Task brief:
Exactly as written, give again the line with "Related: #9263 (the" and all subsequent lines through the end of the records.

Data records:
Issue #9263, opened 2026-08-03
fix(accounts): the account summary serves empty event aggregates while /events serves 100 for the same account


JSONbored:
## Measured 2026-08-03

Same account (the chain's top extrinsic signer), two routes, same underlying stream:

| Route | Result |
|---|---|
| `/api/v1/accounts/{ss58}/events` | **events: 100** |
| `/api/v1/accounts/{ss58}` (summary) | **`recent_events: 0`, `event_kinds: 0`, `registrations: 0`, `labels: 0`** |

The account demonstrably has activity — `/extrinsics` returns 100, `/stake-flow` returns a subnet, `/portfolio` returns a position. The summary's aggregates are the only thing empty.

## Why it matters

The account page is usually the **first** thing a user opens for an address, and it currently claims the account has no event history and no event kinds. That is not a degraded answer, it is a **wrong** one: the data is right there, and the sibling route returns it.

`meta.source` reads `chain-events`, so the route believes it answered — it is not declining, it is reporting empty aggregates as fact.

## Likely cause

#9178 wired account-scoped cold-tier readers for `/transfers`, `/stake-flow`, `/stake-moves`, `/weight-setters` and `/counterparties`, but the **summary** handler's event-aggregation leg (`event_kinds`, `recent_events`, `registrations`) still reads the retired Postgres tier and falls through to a zeroed card rather than to the lakehouse.

## Requirements

1. Point the summary's aggregates at the **same** cold-tier reader `/accounts/{ss58}/events` already uses — one reader, one decoder, so the two routes cannot disagree about the same account again.
2. **The two routes must agree.** Add a test asserting that for an account with events, the summary's `recent_events` is non-empty and its `event_kinds` covers what `/events` returns. The defect here is precisely that two views of one stream disagreed and nothing caught it.
3. Keep decline-don't-widen: if the cold read fails, decline rather than emitting a zeroed card that reads as fact.
4. Check `registrations` and `labels` on the same route — `labels` comes from the entities artifact join and may be a separate miss.
5. 99% patch coverage branch-counted on `src/**`/`workers/**`.

Found during the post-port completeness audit, alongside #9260 (`/blocks/{n}/chain-events` empty for all 8.76M historical blocks). Both are the same class: **a route that reports empty as fact where a reader is simply missing.**

Refs #9146.

PR #9287, opened 2026-08-03
fix(accounts): keep the summary card's SQL inside R2 SQL's scan budget

### LINKED ISSUE #9286: fix(r2-sql): a rejected query logs only its status, discarding the engine's own explanation
## Measured in production 2026-08-03

The chain's top signer, `5Fv5t8frGG3MKtahp4WafKPmT5xZDbqWf8aFZpXyvjHTgzzx`, on three routes at the same moment:

| Route | Result |
|---|---|
| `/api/v1/accounts/{ss58}/events` | **5 events**, newest at block 8763529 (near head) |
| `/api/v1/accounts/{ss58}/subnets` | **1 registration** — netuid 46, uid 232 |
| `/api/v1/accounts/{ss58}` (the summary card) | `event_count: 0`, `subnet_count: 0`, `registrations: []`, `recent_events: []`, `event_kinds: []` |

`wrangler tail metagraphed` shows **exactly one** `[r2-sql] r2 sql: HTTP 422` per summary request — three of the four queries succeed, one is rejected, and `loadAccountSummaryColdTier` correctly declines as a whole rather than publishing a half-measured card. The route then serves the schema-stable zero card, which is indistinguishable from an account that has genuinely never done anything.

## Root cause, with in-repo precedent

`src/account-feeds-cold-tier.ts:810`:

```sql
WITH scan AS (...) SELECT count(*) AS c, count(DISTINCT netuid) AS sc, ... FROM scan
```

That is an **ungrouped `count(DISTINCT)`**, and this repo has already measured what R2 SQL does with one at this scale. From `src/chain-event-rollup-cold-tier.ts:313`:

> `40015: scan budget exceeded: scanning too much data for count(DISTINCT) without GROUP BY` — which made the whole rollup decline and served this route a card of zeros.

Same engine, same table (`chain.account_events`), same symptom, same wording. The rollup was fixed by rewriting the distinct count as a `GROUP BY` subquery; the account summary was never given the same treatment.

## Fix

Apply the established pattern: keep `count(*)` ungrouped (a plain row count has no distinct in it), and move the distinct netuid count into its own `GROUP BY` subquery, exactly as `chain-event-rollup-cold-tier.ts` does.

## The second half — this must not need a live tail again

`src/r2-sql.ts:135` throws `r2 sql: HTTP ${status}` and **discards the response body**. R2 SQL returns a numbered, self-explaining error (`40015: scan budget exceeded…`); throwing it away is what made a one-line diagnosis into a tail-plus-archaeology session. It should carry the engine's own message, bounded — the same change #9284 makes for the Analytics Engine client, which had the identical blindness and cost the identical investigation on the same day.

## Verification

Not "tests pass": `/api/v1/accounts/5Fv5t8frGG3MKtahp4WafKPmT5xZDbqWf8aFZpXyvjHTgzzx` must report a non-zero `event_count` and a `recent_events` list consistent with what `/events` returns for the same account.

Related: #9263 (the same card's `registrations` leg, fixed in #9285 via D1 — that fix is necessary but not sufficient, because the event half fails here in the lakehouse), #9284.

JSONbored:
## Summary

`/api/v1/accounts/{ss58}` served an **all-zero card for every account**. Measured today on the chain's top signer, `5Fv5t8frGG3MKtahp4WafKPmT5xZDbqWf8aFZpXyvjHTgzzx`, across three routes at the same moment:

| Route | Result |
|---|---|
| `/accounts/{ss58}/events` | **5 events**, newest at block 8763529 (near head) |
| `/accounts/{ss58}/subnets` | **1 registration** — netuid 46, uid 232 |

Solution to this problem:
Related: #9263 (the same card's `registrations` leg, fixed in #9285 via D1 — that fix is necessary but not sufficient, because the event half fails here in the lakehouse), #9284.

JSONbored:
## Summary

`/api/v1/accounts/{ss58}` served an **all-zero card for every account**. Measured today on the chain's top signer, `5Fv5t8frGG3MKtahp4WafKPmT5xZDbqWf8aFZpXyvjHTgzzx`, across three routes at the same moment:

| Route | Result |
|---|---|
| `/accounts/{ss58}/events` | **5 events**, newest at block 8763529 (near head) |
| `/accounts/{ss58}/subnets` | **1 registration** — netuid 46, uid 232 |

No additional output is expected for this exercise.